Familial Adenomatous Polyposis

• Familial Adenomatous Polyposis (FAP) is a genetic condition causing hundreds to thousands of polyps in the large intestine.
• It is caused by a mutation in the APC gene and carries a nearly 100% risk of colorectal cancer if untreated.
• Symptoms often include rectal bleeding, changes in bowel habits, and abdominal pain, typically appearing in adolescence.
• Genetic testing is crucial for diagnosis and identifying at-risk family members.
• Prophylactic surgery, usually a colectomy, is the primary and most effective treatment to prevent cancer.

What is Familial Adenomatous Polyposis (FAP)?

Familial Adenomatous Polyposis (FAP) is an autosomal dominant inherited condition primarily characterized by the development of hundreds to thousands of adenomatous polyps throughout the colon and rectum. This genetic disorder is caused by a germline mutation in the adenomatous polyposis coli (APC) gene, a tumor suppressor gene located on chromosome 5. The presence of these polyps significantly increases the risk of developing colorectal cancer, with nearly 100% of individuals with FAP developing cancer by age 40 if the condition remains untreated.

Understanding what is Familial Adenomatous Polyposis is crucial for early detection and management. While rare, affecting approximately 1 in 10,000 to 1 in 15,000 individuals worldwide according to major health organizations, FAP accounts for about 1% of all colorectal cancer cases. The penetrance of the APC gene mutation is very high, meaning most individuals who inherit the mutation will develop the condition. This makes early diagnosis and proactive management essential for improving patient outcomes.

Recognizing Familial Adenomatous Polyposis Symptoms

The manifestation of Familial Adenomatous Polyposis symptoms often begins in adolescence or early adulthood, though the exact age can vary. Initially, symptoms may be subtle or non-specific, making early diagnosis challenging without a family history. As the number and size of polyps increase, more noticeable symptoms typically emerge. These can be indicative of irritation, inflammation, or bleeding within the gastrointestinal tract.

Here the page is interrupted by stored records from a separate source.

PR #3706, opened 2023-07-23
Use ParameterFile (allow_substs)

ymd-stella:
## Basic Info

| ------ | ----------- |

---

- Enable substitution in parameter file. For example, you can write the following

```yaml
default_nav_to_pose_bt_xml: $(find-pkg-share my_package)/behavior_tree/my_nav_to_pose_bt.xml
```

---

#### For Maintainers: 

### DIFF
--- a/nav2_bringup/launch/navigation_launch.py
+++ b/nav2_bringup/launch/navigation_launch.py
@@ -22,7 +22,7 @@ from launch.conditions import IfCondition
 from launch.substitutions import LaunchConfiguration, PythonExpression
 from launch_ros.actions import LoadComposableNodes, SetParameter
 from launch_ros.actions import Node
-from launch_ros.descriptions import ComposableNode
+from launch_ros.descriptions import ComposableNode, ParameterFile
 from nav2_common.launch import RewrittenYaml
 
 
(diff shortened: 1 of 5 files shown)


nav2_bringup/launch/navigation_launch.py
```diff
@@ -61,11 +61,13 @@ def generate_launch_description():
     param_substitutions = {
         'autostart': autostart}
 
-    configured_params = RewrittenYaml(
-        source_file=params_file,
-        root_key=namespace,
-        param_rewrites=param_substitutions,
-        convert_types=True)
+    configured_params = ParameterFile(
```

Common symptoms associated with FAP include:

• Rectal bleeding: Often one of the earliest and most common signs, resulting from polyps bleeding.
• Changes in bowel habits: This can manifest as persistent diarrhea or constipation, or an alternating pattern.
• Abdominal pain: Discomfort or cramping in the abdomen may occur.
• Weight loss: Unexplained weight loss can be a symptom, particularly if the disease is advanced.
• Anemia: Chronic blood loss from polyps can lead to iron-deficiency anemia, causing fatigue and weakness.

Beyond gastrointestinal issues, FAP can also present with extra-colonic manifestations, which are signs and symptoms outside the colon. These can include benign bone growths (osteomas), soft tissue tumors (desmoid tumors), dental abnormalities, and congenital hypertrophy of the retinal pigment epithelium (CHRPE), which are pigmented lesions in the eye. Recognition of these diverse symptoms is important for a comprehensive diagnostic approach.

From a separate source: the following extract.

Issue #3313, opened 2022-12-05
[Collision monitor] feature discussion: Stop zone with allowed rotation or inverted direction


doisyg:
First of all, thanks a lot to @AlexeyMerzlyakov and @SteveMacenski for the collision monitor. I am finding myself in a new company and having yet again to implement something similar to the collision monitor. Just started experimenting with it. It is great to be able to find this brick part of nav2.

FAP Genetic Testing and Treatment Options

FAP genetic testing plays a pivotal role in the diagnosis and management of Familial Adenomatous Polyposis. This testing involves a blood sample to analyze the APC gene for known mutations. For individuals with a family history of FAP, genetic testing can confirm the diagnosis and allow for presymptomatic identification of at-risk relatives, enabling early surveillance and intervention. Genetic counseling is an integral part of this process, helping families understand the implications of the test results and make informed decisions.

The primary goal of Familial Adenomatous Polyposis treatment options is to prevent the development of colorectal cancer. Surveillance with regular colonoscopies typically begins in early adolescence for at-risk individuals. However, once numerous polyps are detected, prophylactic colectomy—surgical removal of the colon—is the cornerstone of treatment. This surgery is usually performed in the late teens or early twenties, before malignant transformation is likely to occur. Different surgical approaches exist, such as total colectomy with ileorectal anastomosis or total proctocolectomy with ileal pouch-anal anastomosis, each chosen based on the individual’s specific condition and surgeon’s recommendation.

While surgery is the definitive treatment, ongoing monitoring is essential even after colectomy, as polyps can still develop in any remaining rectal tissue or in the upper gastrointestinal tract. Non-steroidal anti-inflammatory drugs (NSAIDs) like celecoxib have shown some promise in reducing polyp burden, but they are not a substitute for surgical intervention. Regular endoscopic surveillance of the upper GI tract is also recommended due to an increased risk of duodenal polyps and cancer. Comprehensive, lifelong management is crucial for individuals with FAP to minimize cancer risk and maintain quality of life.